# Help me if you can!!!!



## newguy18 (Oct 3, 2007)

I have a 1988 jeep comanche inline six cylinder automatic transmission.Sometimes it will run and sometimes it won't.Today I was checking for spark quailty and the pick up coil and with the distributor completly unhooked it fired up and ran.It sat there for 15 minutes and ideled perfectly until I shut it off then I tried it again and it ran while the distributor was unhooked!If you have had this happen to you or if you can help me I would appreciate it.


----------



## RDT (Oct 3, 2007)

Let me see if I understood you right. You distributer was unhooked and your jeep still stayed running . What do you mean un hooked


----------



## newguy18 (Oct 3, 2007)

RDT said:


> Let me see if I understood you right. You distributer was unhooked and your jeep still stayed running . What do you mean un hooked



I unhooked the pick up coil thats inside the distributor.The only wire going to it was the coil wire.


----------



## newguy18 (Oct 3, 2007)

I checked and there are no other hot wires going to the distributor.I tried it a little while ago unhooked the pickup coil and it still starts could it be a bad computer signal or bad crank sensor?


----------



## RDT (Oct 3, 2007)

Thats odd


----------



## newguy18 (Oct 3, 2007)

ha ha he ho har smart aleck.


----------



## TDunk (Oct 4, 2007)

Im not sure if this applies to your Jeep, but i've seen alot "hall-affect" switches go bad in those Jeeps before.

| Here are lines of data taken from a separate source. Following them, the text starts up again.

PR #109, opened 2020-06-18
Fix typo in the API docs

yashvardhannanavati:


iib/web/static/api_v1.yaml
```diff
@@ -230,22 +230,24 @@ paths:
                 Done processing build request 1
         '404':
           description: Logs for build requests is not enabled in IIB
-            application/json:
```
lcarva, line 233: I think this line shouldn't change, but there should be a new line above it, `content:`, which has the same indentation as the line `description: ...`

PR #110, opened 2020-06-18
Add force_export API parameter

lcarva:
* CLOUDBLD-975

### DIFF
--- a/iib/web/models.py
+++ b/iib/web/models.py
@@ -810,8 +810,13 @@ class RequestAdd(Request, RequestIndexImageMixin):
             if not isinstance(request_kwargs[param], str):
                 raise ValidationError(f'"{param}" must be a string')
 
-        # Always remove cnr_token from request_kwargs since it's not stored in the database
+        if 'force_backport' in request_kwargs:
+            if not isinstance(request_kwargs['force_backport'], bool):
+                raise ValidationError('"force_backport" must be a boolean')
+
+        # Remove attributes that are not stored in the database
         request_kwargs.pop('cnr_token', None)
+        request_kwargs.pop('force_backport', None)
 
         cls._from_json(
             request_kwargs,
--- a/iib/workers/tasks/legacy.py
+++ b/iib/workers/tasks/legacy.py
@@ -51,19 +51,23 @@ def _get_base_dir_and_pkg_name(package_dir):
     return os.path.dirname(package_dir), os.path.basename(package_dir)
 
 
-def get_legacy_support_packages(bundles):
+def get_legacy_support_packages(bundles, request_id, force_backport=False):
     """
     Get the packages that must be pushed to the legacy application registry.
 
     :param list<str> bundles: a list of strings representing the pull specifications of the bundles
         to add to the index image being built.
+    :param int request_id: the ID of the IIB build request.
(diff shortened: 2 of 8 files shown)


iib/workers/tasks/legacy.py
```diff
@@ -51,19 +51,22 @@ def _get_base_dir_and_pkg_name(package_dir):
...
     Get the packages that must be pushed to the legacy application registry.
 
     :param list<str> bundles: a list of strings representing the pull specifications of the bundles
         to add to the index image being built.
+    :param bool force_backport: if True, backport legacy support is forced for every package
     :return: a set of packages that require legacy support
     :rtype: set
     """
+    if force_backport:
+        log.info('Backport legacy support will be forced')
```
yashvardhannanavati, line 65: Do you think it might be helpful to have the state_reason should that the backport legacy support is being forced?

lcarva: Hmm that's a good point. Otherwise, this information would only be available in the logs. Should I do a new state, or maybe add a new parameter to build request representation (DB change)?

I think a state_reason should be enough.

lcarva: Done.

lcarva:
@yashvardhannanavati, could you please have another look?

yashvardhannanavati:
@lcarva Looks great! :ship:

iib/web/models.py
```diff
@@ -810,8 +810,13 @@ def from_json(cls, kwargs):
             if not isinstance(request_kwargs[param], str):
                 raise ValidationError(f'"{param}" must be a string')
 
-        # Always remove cnr_token from request_kwargs since it's not stored in the database
+        if 'force_backport' in request_kwargs:
+            if not isinstance(request_kwargs['force_backport'], bool):
```
mprahl, line 814: In the future, I prefer this syntax:
```python
if not isinstance(request_kwargs.get('force_backport', False), bool):
    raise ValidationError('"force_backport" must be a boolean')
```

iib/workers/tasks/legacy.py
```diff
@@ -51,19 +51,23 @@ def _get_base_dir_and_pkg_name(package_dir):
...
     :rtype: set
     """
+    if force_backport:
+        set_request_state(request_id, 'in_progress', 'Backport legacy support will be forced')
     packages = set()
     for bundle in bundles:
         labels = get_image_labels(bundle)
-        if labels.get('com.redhat.delivery.backport', False):
+        if force_backport or labels.get('com.redhat.delivery.backport', False):
             packages.add(labels['operators.operatorframework.io.bundle.package.v1'])
```
mprahl, line 71: We probably need to be more careful here and guard against this label not being set.

lcarva: Hmm that label defines the package name and is very much required regardless of backporting. Tests should catch this label not being set before IIB is invoked.

The `backport` label, on the other hand, is optional, and we're still handling if not set.

iib/web/models.py
lcarva: I do too, not sure why I didn't do that. Here's a PR to change it over: https://github.com/release-engineering/iib/pull/115

PR #112, opened 2020-06-23
Backport legacy packages before overwriting the index image

yashvardhannanavati:
Refers to CLOUDDST-1333

### DIFF
--- a/iib/workers/tasks/build.py
+++ b/iib/workers/tasks/build.py
@@ -775,6 +775,11 @@ def handle_add_request(
 
     set_request_state(request_id, 'in_progress', 'Creating the manifest list')
     output_pull_spec = _create_and_push_manifest_list(request_id, arches)
+    if legacy_support_packages:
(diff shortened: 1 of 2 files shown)


iib/workers/tasks/build.py
```diff
@@ -775,6 +775,11 @@ def handle_add_request(
 
     set_request_state(request_id, 'in_progress', 'Creating the manifest list')
     output_pull_spec = _create_and_push_manifest_list(request_id, arches)
+    if legacy_support_packages:
+        export_legacy_packages(
+            legacy_support_packages, request_id, output_pull_spec, cnr_token, organization
+        )
+
     _update_index_image_pull_spec(
```
lcarva, line 783: Can we add a test that if `export_legacy_packages` fails, then the `_update_index_image_pull_spec` method is not called?

yashvardhannanavati: Done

It sits right under the distibutor cap. The two other things i've replaced alot on those are MAP sensors, and crank sensors. (the cranks sensor is on the bell housing, not by the balancer like most). I have a '96 cherokee in the shop right now, but i'm to sure if the electronics are close or not. Good luck.


----------



## pelhamjeff (Mar 19, 2008)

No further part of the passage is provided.